Gaziantep’te iki yer görebildik.  Zeugma Müzesi ile Gaziantep Kalesi çevresi! Ve doğallıkla otobüsle geçtiğimiz yerleri!

            Zeugma Müzesi için bol tarafından bilgiye ulaşılabilir. Ben çok özet olarak 2500 metre karelik alanı olan Müze’nin görkemli ve iyi düzenlenmiş olduğunu belirteyim. Çağımızın en önemli arkeolojik keşiflerinden biri olduğu söylenen Zeugma Antik Kenti’nden çıkartılan mozaikleri barındırıyor. Bölgenin sadece bir bölümünde gerçekleştirilen kazılarda gün ışığına çıkarılan mozaiklerin Zeugma’nın tam anlamıyla bir mozaik kenti olduğunu ortaya çıkardığı söylenmektedir. Sergilenen mozaikler gerçekten de muhteşem! Müzede Roma Dönemi’ne ait heykeller, sütunlar ve çeşmeler de sergileniyor.

            Gaziantep Kalesi’ni dıştan gündüz ve gece ışıklandırılmış biçimiyle gördük. Rehber bazı bilgiler verdi ve herkes Kale altındaki eski çarşıya dağıldı. Ben ve kadim dostum Hüseyin Baybora birlikte dolaştık. Bazı insanlarla konuştuk. Bu arada dibek kahvesi, ünlü bir mekânda da baklava yedik.

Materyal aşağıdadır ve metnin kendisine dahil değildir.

PR #4244, opened 2018-09-24
add spanish keyboard with Ñ character

pazos:
As suggested in https://www.mobileread.com/forums/showthread.php?t=309885  by u/djalma.

This adds a new key in the 2nd row. The same character is used when using key modifiers, to avoid displaying an empty key.

This also translates the word "space" for its spanish equivalent "espacio".

PR #4906, opened 2019-04-12
Extend FR and ES keyboards from the EN keyboard

poire-z:
Avoid duplication with the EN keyboard, as most is the same, and just tweak what has to be changed.
Will allow staying in sync with the EN keyboard recent and futur developments of key popups.

Pinging @pazos (#4244) for info, about the ES keyboard: i updated it because there were so little differences from the EN one - it should be the same as before, but it will be easier to tweak if you feel like removing "espacio" (like I did for the FR one) or re-order the key popups (like I did for the FR ones).

The other keyboard layouts are quite a bit more complicated, but some only have changes in the 3,4,5,6th layouts, so they could probably be tweaked with the same kind of remove/insert/replace tweaks if their users feel like enjoying the new popups.


Frenzie:
It does make it harder to grasp what's going on. I thought you wanted to explicitly reuse the popup variables rather than the whole keyboard. I suppose it shouldn't matter too much. People who want to customize can just base it on the English one.

Incidentally, shouldn't the French layout look more like this? I've never looked at the French keyboard before, but the description of AZERTY as QWERTY with four characters swapped struck me as slightly odd. ;-)

Screenshot_2019-04-12_15-14-29

poire-z:
> It does make it harder to grasp what's going on.

I don't think so. The stuff that changes and why is clearly stated in the comments.
A lot easier, vs the time I spent comparing them to the old `std.lua`.

> I thought you wanted to explicitly reuse the popup variables rather than the whole keyboard.

I thought I would have to do that, and to update it each time you add a popup for a key.
With this, I won't have to (unless some stuff really needs to be adapted).

> Incidentally, shouldn't the French layout look more like this? 

Yes, `M` is just right of the `L`, but it looks like this has never bothered me :) The real pain is AZQW.
And moving the M would require a bit of thinking about what to do with the punctuation and the other layouts, and the popups. So, good enough as it is.

poire-z:
> And moving the M would require a bit of thinking about what to do with the punctuation and the other layouts, and the popups. 

(ok, _bit of thinking_ happening right now)

poire-z:
OK, it will now display as on your screenshot, with some possibly useful chars on the new key in the other modes (except for the russian-like modes where I had no inspiration).

At least, what I thought would be tedious was actually easy with this extend/move/update way of patching the EN keyboard :)

frontend/ui/data/keyboardlayouts/fr_keyboard.lua
```diff
@@ -1,70 +1,50 @@
...
+    keys[1][3][2], -- e
+    keys[1][7][1], -- U
+    keys[1][7][2], -- u
+    keys[1][8][1], -- I
+    keys[1][8][2], -- i
+    keys[1][9][1], -- O
+    keys[1][9][2], -- o
 }
+for _, popup in ipairs(popups) do
+    if popup.east and popup.north then -- not all implemented yet
```
Frenzie: We can just add a couple of stubs instead? It's the other options that require thought but the basic òöóô-type ones should be fine.

Frenzie: PS I'll do that now. Shouldn't take more than a few mins.

poire-z: Dunno (yet) what you mean by stub, but I'll see. But may be no need to add anything.

Anyway, I planned to remove that once you have implemented them for all.
So, no real need for anything more.

(And anyway, it's not even needed (and a bit wrong with my intent) : `local toto = "zzz" ; toto.north` returns nil, when I thought it would crash with "attempt to index a string" - but no - and if it's not a table it's a no-op)

Frenzie: Alright, so let's take out the if condition and merge it. ;-)

poire-z: Alright. (so, UIO are done :)

Frenzie: Just a stub; it'd require some more research to call it done. :-)

PR #4907, opened 2019-04-12
[UX] Keyboard popups: stubs for the rest of the vowels (I, O, U)

Frenzie:
With the basic pattern of diacritics and special characters established by now, the basic diacritics + IPA don't need too much thought for an initial draft.

Cf. https://github.com/koreader/koreader/pull/4906#discussion_r274966796


gerhaher:
You have missed to include the norwegian/danish Ø.
It represents the same sound as the swedish Ö.

Frenzie:
The southwest is reserved for it and it's the IPA character for the same sound. :-) But indeed, I might as well add it directly.

PR #4908, opened 2019-04-12
[UX] Keyboard popup: k and l diacritics

Frenzie:
There doesn't seem to be much going on in k-land, and I like using proper hyphens and dashes.


poire-z:
Why not gather the < 8 chars for `K` in a 3x3 grid? Would look less strange than this 3x4 grid with holes, no? Or the extra upper row has some meaning I haven't guessed yet ? :)

Frenzie:
In this case I think the lowercase kappa makes it clear what the uppercase kappa is, plus it's the same as lambda. I think if it were moved to the top left (for example), it should probably be properly treated as lower/uppercase instead. But true, even if ⓚ is added it'd still all fit on the grid. It's more research pending empty spots than necessarily meaningful extra row spots. ;-)

Issue #4902, opened 2019-04-11
'Go to letter' not working when opening with long tap


gerhaher:
* KOReader version: v2019.04-5-g69e3830_2019-04-09/
* Device: KA1

#### Issue
'Go to letter' doesn't work for me if I open it with a long tap. When I choose a letter and tap 'Go to letter' I'm left on same page.

If I open it with a multiswipe it works fine.

'Go to page' also works fine, irrespective of opening method.

Frenzie:
It's probably working alright, but due to an unintended side effect of #4887 you'd be inserting a space first. (Although arguably whitespace should be stripped.)

gerhaher:
> It's probably working alright, but due to an unintended side effect of #4887 you'd be inserting a space first. (Although arguably whitespace should be stripped.)

Yeah, I see.

NiLuJe:
I've sometimes had it not actually moving pages at all despite a sane-looking output, and that for a good long while, so, there may be something slightly wonky somewhere nonetheless ;).

Frenzie:
It seems to work by filename, while the cover browser displays metadata title or filename.

Potential workaround concept that isn't quite satisfactory:
```diff
diff --git a/frontend/ui/widget/virtualkeyboard.lua b/frontend/ui/widget/virtualkeyboard.lua
index d170027c..ccbe52cc 100644
--- a/frontend/ui/widget/virtualkeyboard.lua
+++ b/frontend/ui/widget/virtualkeyboard.lua
@@ -232,7 +232,13 @@ function VirtualKey:onSwipeKey(arg, ges)
     return true
 end
 
-VirtualKey.onHoldReleaseKey = VirtualKey.onTapSelect
+function VirtualKey:onHoldReleaseKey()
+    if self.keyboard.just_opened then
+        self.keyboard.just_opened = false
+        return true
+    end
+    self:onTapSelect()
+end
 VirtualKey.onPanReleaseKey = VirtualKey.onTapSelect
 
 function VirtualKey:invert(invert, hold)
@@ -551,6 +557,7 @@ function VirtualKeyboard:_refresh(want_flash)
 end
 
 function VirtualKeyboard:onShow()
+    self.just_opened = true
     self:_refresh(true)
     return true
 end
```

gerhaher:
And since we are talking about 'Go to letter' in this thread: "Äéß-keyboard"´s letters are case sensitive for this plugin. 

Is there any possibility to make them insensitive?

[...]

PR #4909, opened 2019-04-12
[fix] widget/menu: go to letter - strip whitespace

Frenzie:
Just because it seems like a good idea, not because it happens to work around <https://github.com/koreader/koreader/issues/4902> as a side effect.


poire-z:
Any whitespace, even in the middle?
(If looking for "The revenants" and entering "The r", we would skip it and go to "There were warriors" ?)

Frenzie:
True, it's called go to letter but the code actually does go to search string.

Frenzie:
So never mind, I suppose. :-)

poire-z:
You could have just removed leading spaces? Guess it's rare one has files starting with spaces.

Frenzie:
Sure, that'd just be a `^`. But those do occur.

PR #4921, opened 2019-04-14
Unbreak FL widget on !NTX devices

### LINKED ISSUE #4919: Brightness in Settings close Koreader
Device:Kindle PW1
Koreader version:v2019.04-25-g06a73ba_2019-04-13
I can change brightness by gentures. But Brightness in Settings close Koreader. Whis is a bug or feature?

NiLuJe:
Those caps are NTX only

Fix #4919

Regression since #4901


NiLuJe:
That's what I was wondering, too.

For reference, that device check was how it used to, and what I broke in #4901 

This isn't used in many places, IIRC, but making it safe to use without having to think about that sounds like a Good Plan regardless ;).

Frenzie:
@NiLuJe Kinda off-topic, but just a quick note may suffice. The frontlight keeps turning on after standby since your recent changes on my H2O.

NiLuJe:
@Frenzie : Huh, do you mean it stays on during standby? Or it starts getting turned off and then gets turned back on again?

Frenzie:
1. Turn it off.
2. Standby.
3. Wake up.
4. Light is on again.

NiLuJe:
@Frenzie : Oh, right, that makes sense. I'll take care of that ;).

Issue #1833, opened 2016-02-18
Poor image quality in epub files...


djalma2k:
Using Koreader 2015.11 stable and nightly-20160216
Device: Kobo Glo HD
Comparison between Sony PRS-T3 (left) and Kobo Glo HD using koreader (right):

            Turdaki bütün Gaziantep bölümü bu kadar! Şimdi ben tıklamalar ya da okumalarla toparlayacağım ve herkesin ulaşabileceği bilgileri “satmaya” mı kalkayım? Elbette ki olmaz öyle şey! Bu arada Antep’in “Gazi”liğinin, Kurtuluş Savaşı’nda kent olarak Fransızlar’a karşı gösterilen yiğitçe direnişi sonsuzlaştırmak/taçlandırmak/onurlandırmak için verildiğini belirteyim. Antep Direnişi için bilgilere ulaşmanın kolay olduğunu da söyleyeyim.  

Ercan - Gaziantep uçuşumuz güzel bir havada geçmişti. Cam kenarında olduğumdan aşağısını seyretme olanağı buldum. Gaziantep’e yaklaştıkça kilometrelerce uzayıp giden düzgün ağaçlıklar ilgimi çekti. Yani doğal orman alanları değil insan eliyle dikilmiş ağaçlar söz konusu idi. Gaziantep / antepfıstığı algısı dolayısıyla ‘bunlar antepfıstığı ağaçları” olmalı diye düşündüm. Havalimanı’nda kente giderken ve 13 Ekim günü Gaziantep - Urfa yolculuğunu yaparken kilometrelerce uzanan ağaçlıkların gerçekten de büyük oranda antepfıstığı olduğunu ama zeytinliklerin de çok olduğunu gördüm. Bu arada narın da bölgede boca üretildiğini öğrendim.

            Antepfıstığı ağacı çok dev boyutlu değil ve susuz yetişiyor yani sulama yapılmıyor.

            Gaziantep’in antepfıstığı bana ne anımsattı biliyor musunuz? Onun gibi sulama istemeyen Harnıbı! (Hani  “harnup” ya da “keçiboynuzu” da denir ya!)

Harnıp eskiden başlı başına bir ekonomik sektördü. Antepfıstığı gibi! Kıbrıs köylüsü için önemli bir gelir kaynağı idi. Anteplilerde olduğu gibi!

            Harnıp zamanı, köylünün cebi “para görürdü” o zamanların Kıbrıs’ında! “Harnıp zamanı” ailelerin eline toplu bir para geçtiği için hemen hemen bütün düğünler “harnıptan sonra” yapılırdı. Dünürcülükte düğün zamanı konuşulduğunda, en kolay anlaşmaya varılan konu, düğünün “harnıptan sonra” yapılması idi.  

           Harnıp ürünü, başta ilaç sanayi olmak üzere değişik sanayilerde kullanılır. Geleneksel olarak “harnıp pekmezi,” “harnıp paluzesi,” “harnıp şerbeti” ve “harnıp kebabı” biçiminde de tüketilir. Çağımızda harnıp mucize ürünlerden biridir ve ekonomik değeri hiç azalmamış, tersine artmıştır.  

           Üretim biçimi ve ekonomik değer olarak harnıpla antepfıstığı ne kadar da birbirine benziyor, değil mi? Bir farkları var: Antepfıstığının tarımı yapılıyor, üretimi süregidiyor ve Gaziantepliler para kazanıyorlar. Kıbrıslılar da harnıptan para kazanıyor ama harnıp üretimi kendi gelen / fazladan gibi bir şey! Harnıp tarımından ise söz bile edilmez.

Açıkçası, coğrafyamızın bize bahşettiği bir ekonomik değeri, gereği gibi değerlendirmediğimizi düşünüyorum.

          Bundan böyle Gaziantep konusu her açıldığında ya da aklıma geldiğinde, “harnıbımızı” niçin Gaziantep’in antepfıstığı gibi değerlendirmediğimizi/değerlendiremediğimizi anımsayacağım.